Test dataset showing a StudyLocus dataset before and after window based clumping:
+-------+----------+--------+--------------+--------------------+--------------+---------+
|studyId|chromosome|position|pValueExponent| studyLocusId|pValueMantissa|variantId|
+-------+----------+--------+--------------+--------------------+--------------+---------+
| s1| c1| 1| -1| 816176356781534521| 1.0| v1|
| s1| c1| 3| -3| -206100010007302174| 1.0| v4|
| s1| c1| 2| -2|-4721564960210010127| 1.0| v2|
| s1| c2| 2| -2|-2919469633967748933| 1.0| v3|
| s3| c2| 2| -2| 6166427946174414045| 1.0| v1|
+-------+----------+--------+--------------+--------------------+--------------+---------+
In [2]: sl.window_based_clumping(3).df.show()
+-------+----------+--------+--------------+--------------------+--------------+---------+------------------------------------------------------------+
|studyId|chromosome|position|pValueExponent|studyLocusId |pValueMantissa|variantId|qualityControls |
+-------+----------+--------+--------------+--------------------+--------------+---------+------------------------------------------------------------+
|s1 |c1 |1 |-1 |1740131172091600674 |1.0 |v1 |[Explained by a more significant variant in the same window]|
|s1 |c1 |2 |-2 |-6342038754064840370|1.0 |v2 |[Explained by a more significant variant in the same window]|
|s1 |c1 |3 |-3 |-3040002280507636093|1.0 |v4 |[] |
|s1 |c2 |2 |-2 |8923642814302707841 |1.0 |v3 |[] |
|s3 |c2 |2 |-2 |-218747710423759089 |1.0 |v1 |[] |
+-------+----------+--------+--------------+--------------------+--------------+---------+------------------------------------------------------------+
(The studyLocus Id is changed, but that's fine)
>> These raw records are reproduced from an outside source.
PR #485, opened 2023-03-09
Add ztoc v0.9 tests

Kern--:
**Issue #, if available:**
Related to https://github.com/awslabs/soci-snapshotter/pull/465

**Description of changes:**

GWAS Catalog top-hits don't have any clumping strategy. If a GWAS catalog study reports many associations within an region/haplotype we have no way to control. This might result on an artificially high number of credible sets resulted from PICS.
Next, an example on GCST90321118
We want to perform clumping on these credible sets, but we still need to scope the technical strategy to implement this.